American stage actress (1816–1876)

Sarah Hildreth Butler (born Sarah Jones Hildreth, August 17, 1816 - April 8, 1876) was an American stage actress. She was the wife of Benjamin Butler, a Massachusetts lawyer, controversial Union general in the American Civil War, and a United States Congressman representing Massachusetts from 1867 to 1875 and again from 1877 to 1879.

==Life==
Sarah Hildreth was born in Dracut, Massachusetts, the daughter of Dr. Israel Hildreth, a physician in the Lowell area, and Dolly Jones. At sixteen, she went to Boston for formal training in dramatics and later performed all around the country. On May 16, 1844, she married Benjamin Butler, then a rising lawyer, at Saint Anne's Episcopal Church in Lowell; she was 27, he 25. The Butlers had four children, three surviving to adulthood: Blanche (1847–1939), who would marry Adelbert Ames; Paul (1852–1918; their first son, also named Paul, had died in 1850 at the age of five); and Ben-Israel (1855–1881). She retired from stage performance after her marriage.
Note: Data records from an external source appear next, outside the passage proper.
PR #210, opened 2024-01-09
Improve Rollback and Seedgen status reporting and error handling

donpenney:
Updates include:
- Include Stage in IBU display
- Include State and Details in SeedGen display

Benjamin Butler served as a Union general during the American Civil War and then, at Sarah's urging, pursued his political ambitions. In March 1866, Butler argued in the U.S. Supreme Court on behalf of the United States in Ex parte Milligan, in which the Court held, against the United States, that military commission trials could not replace civilian trials when civilian courts were operating. Butler then turned his eyes to Congress and was elected in 1866 on a platform of civil rights and opposition to President Andrew Johnson's weak Reconstruction policies. Sarah encouraged Benjamin's support for social reform, including women's suffrage and the eight-hour workday for federal employees.

===Death===
Sarah Hildreth Butler died on April 8, 1876, at the age of 59, and is buried at her family's private cemetery in Lowell.